Rebuilding is about setting aside all of the stupid BULLSHIT that happened to you before. It’s about realizing you can be whoever and whatever the hell you want to be. I make it sound simple because it is. Technically, it’s as easy as making the first step and saying “I’m going to do this” … then the rest falls into place. So many men can’t even bring themselves to make that first step. It’s absolutely terrifying.
If you’re a man living in a free country and you have a functioning body and an average IQ, there’s no reason you can’t take the steps you need to turn the page on this god-awful chapter in your life. That’s exactly what it is, after all: One chapter in a much larger story. This is something that HAPPENED to you, not something that has to DEFINE you. It’s a part of your life story. Make it a springboard that launches you to better things or make it a giant mud pit of awfulness that continuously drags you down and eventually overwhelms you.
Up to you, amigo.
Life fucked you over. So… Now What?
Who This Book is For
This book was written for heterosexual men that have endured a failed long-term relationship with a woman and are having a difficult time picking up the pieces and starting over in life. This book will appeal especially to those men who have discovered that their wife committed infidelity. For these men, life as they know it was completely turned upside down. I understand the confusion, the despair, and the anger that you are going through. I went through it all, too. You need a little help, a little boost, to help you understand it all and to get you up and over the wall. That’s what this book is for.
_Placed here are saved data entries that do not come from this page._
PR #376, opened 2020-03-24
Add support for message set wire format

ntnj:
This can be enabled by adding "option message_set_wire_format = true" to
the proto message.

The encoding format is taken from C++ code
https://github.com/protocolbuffers/protobuf/blob/master/src/google/protobuf/wire_format.cc#L1046

### DIFF
--- a/proto-lens-protoc/app/Data/ProtoLens/Compiler/Generate/Encoding.hs
+++ b/proto-lens-protoc/app/Data/ProtoLens/Compiler/Generate/Encoding.hs
@@ -368,7 +368,9 @@ unknownFieldCase ::
         loop (over unknownFields (\!t -> y:t) x) ...
 -}
 unknownFieldCase info loop x = match [wire] $ do' $
-    [ strictP y <-- var "Data.ProtoLens.Encoding.Wire.parseTaggedValueFromWire" @@ wire
+    [ strictP y <-- if messageDescriptor info ^. #options ^. #messageSetWireFormat
+        then var "Data.ProtoLens.Encoding.Wire.parseMessageSetTaggedValueFromWire" @@ wire
+        else var "Data.ProtoLens.Encoding.Wire.parseTaggedValueFromWire" @@ wire
     ]
     ++
     [ stmt $ case' y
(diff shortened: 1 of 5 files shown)


ntnj:
I wanted to check if this solution looks good before I add any unit tests. Thanks.

blackgnezdo:
@judah will you have time to look at this or should I?

judah:
Thank you for your contribution!  I had a little bit of difficulty understanding the purpose from the code you linked, so I wanted to double-check.  Am I right that this (a) only affects extensions, and (b) since proto-lens doesn't currently support accessing extensions (#27), it only currently matters for unknown fields?  Also, I'm curious if you're able to give more details of your use case, given that this encoding has been deprecated for a long time?

Overall, this change looks reasonable to me given how simple it is. As you mentioned, please add a new unit test in `proto-lens-tests` (probably just a new one in `UnknownFields.hs`/`unknown_fields.proto`).  Please also add a comment in Data.ProtoLens.Encoding.Wire describing the format and its use; maybe just add a link to here: https://github.com/protocolbuffers/protobuf/blob/dec4939439d9ca2adf2bb14edccf876c2587faf2/src/google/protobuf/descriptor.proto#L444

ntnj:
Yes, this only affects extensions. Since they're not supported, I've been able to use them by manually encoding them into ```unknownFields``` by using ```TaggedValue tag (Lengthy $ encodeMessage msg``` (see the unit test for example)

This encoding has been deprecated, but is still used at Google in a commonly used message for interoperability with proto1.

My parse method (parseMessageSetTaggedValueFromWire) expects the field number first and then the actual message and then end tag, but C++ implementation supports reading them in either form and is generally more failure resilient in case of unexpected inputs. Should I handle these cases or is this minimal handling fine? I've added a test which shows the unsupported parse which would have worked with C++ implementation. I checked the implementations of C++ and Go encoder, and any encoded messages generated by those implementations should be parse-able without handling these extra cases.

judah:
That makes sense.  Especially with the tests, we can change it later if we need to support the more general version.

judah:
@blackgnezdo this passed CI, and I'm not sure why the status hasn't updated:
https://travis-ci.org/github/google/proto-lens/builds/668209311
I think I don't have enough permissions to merge it manually though.

blackgnezdo:
Surprisingly I also see a greyed-out button. Do you know how to kick-off another CI run?

judah:
I just pushed an empty commit.  It looks like the CLA bot is now confused, but I think you can just trigger it manually or add the "cla: yes" label (I believe it won't let me because I'm not in the google org).

judah:
@googlebot I consent.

Maybe you’ve never been married. Maybe you just had a long-term girlfriend that suddenly broke up with you and you’re trying to understand what happened and how to successfully move forward. For you, consider this book a lesson in both why your breakup may have happened AND how you can avoid a ton of trouble with the women in your future (yes, there WILL be more women). Learn from all of us who have been there and done that. An ounce of prevention is worth a pound of cure, as they say.
In 2015, I started the website at dadstartingover.com as a way for me to write and talk about my experiences and my personal philosophies about relationships as I move forward in life. I continue to learn as I go. Creating the website and my regular articles were very much a form of therapy for me. Thankfully, I have received a healthy amount of emails and web traffic that continues to grow.
There was and continues to be a growing demand for the material on my site. At the time of this writing, dadstartingover.com is at or near the top of search results for popular terms like “dead bedrooms”, “signs my wife cheated on me”, and “wife wants open marriage”. Thousands of men are online looking for answers they never thought they would need. Some men don’t like what they read on my site. It cuts a little too close to the bone for them. It’s not the warm and fuzzy solutions they were looking for. Yet, most men that contact me find the information valuable and eye-opening. The site gives them the extra oomph they need to come to terms with their situation and to begin the process of starting over.
Are you one of these men? You are not alone. Not by a longshot. Welcome to the club.